** Opening DATA block **
PR #2549, opened 2020-04-10
Support HTTP headers on HttpWaitStrategy

renatomefi:
This enables webservers that depend on headers for healthchecks to be able to correctly be queried by the HttpWaitStrategy.

As there are no unit tests for the HttpWaitStrategy I'm using the container logs as confirmation of the correct HTTP call execution.


core/src/test/java/org/testcontainers/junit/wait/strategy/AbstractWaitStrategyTest.java
```diff
@@ -118,4 +118,9 @@ protected void waitUntilReadyAndSucceed(GenericContainer container) {
         assertTrue(String.format("Expected container to be ready after timeout of %sms",
             WAIT_TIMEOUT_MILLIS), ready.get());
     }
+
+    protected String waitUntilReadyAndSucceedWithLogs(GenericContainer container) {
```
kiview, line 122: I am not that happy about adding this method.

core/src/test/java/org/testcontainers/junit/wait/strategy/HttpWaitStrategyTest.java
```diff
@@ -30,6 +34,26 @@ public void testWaitUntilReadyWithSuccess() {
...
+        HashMap<String, String> headers = new HashMap<>();
+        headers.put("baz", "boo");
+        String logs = waitUntilReadyAndSucceedWithLogs(
+            startContainerWithCommand(createShellCommand("200 OK", GOOD_RESPONSE_BODY),
+                createHttpWaitStrategy(ready)
+                    .withHeader("foo", "bar")
+                    .withHeaders(headers)
+            ));
+
+        assertThat(logs, containsString("foo: bar"));
```
kiview, line 53: I would much prefer a black box test with a server requiring the headers.
On the other hand, if you want logs, you can just access the container, which is returned by `startContainerWithCommand`.

core/src/test/java/org/testcontainers/junit/wait/strategy/AbstractWaitStrategyTest.java
renatomefi: If we proceed with checking logs, should I return the container itself?

core/src/test/java/org/testcontainers/junit/wait/strategy/HttpWaitStrategyTest.java
renatomefi: I got a bit blocked by how the tests works, the netcat utility is quite limited, I was afraid that I was going to have to touch too many things in order to achieve the result needed!
If you think that I should follow this path, what kind of service should I spin off? A mock service, custom bash script? what'd be appropriate in your opinion?

core/src/test/java/org/testcontainers/junit/wait/strategy/AbstractWaitStrategyTest.java
kiview: Method in general not necessary.

core/src/test/java/org/testcontainers/junit/wait/strategy/HttpWaitStrategyTest.java
kiview: After thinking a bit more about it, I think your approach is actually valid and does not involve too much overhead.

I rewrote the method like this:

```java
    @Test
    public void testWaitUntilReadyWithSuccessWithCustomHeaders() {
        HashMap<String, String> headers = new HashMap<>();
        headers.put("baz", "boo");
        GenericContainer container = startContainerWithCommand(createShellCommand("200 OK", GOOD_RESPONSE_BODY),
            createHttpWaitStrategy(ready)
                .withHeader("foo", "bar")
                .withHeaders(headers)
        );
        waitUntilReadyAndSucceed(container);

        String logs = container.getLogs();

        assertThat(logs, containsString("foo: bar"));
        assertThat(logs, containsString("baz: boo"));
    }
```

renatomefi: Thanks, I've updated it with your suggestion!

rnorth:
Build failure - I'll merge from master to ensure that we're using the latest, stable (😄) master build as a basis.

renatomefi:
Hey @rnorth and @kiview, I've rebased it with master today, and it's looking good! :)
Are you still considering merging this one?

thanks

renatomefi:
I think it's ready to merge?

rnorth (approved):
** Closing DATA block **
TASK STATEMENT:
What lines of the listing above hold "HashMap"? Copy all of them.

TASK OUTPUT:
+        HashMap<String, String> headers = new HashMap<>();
        HashMap<String, String> headers = new HashMap<>();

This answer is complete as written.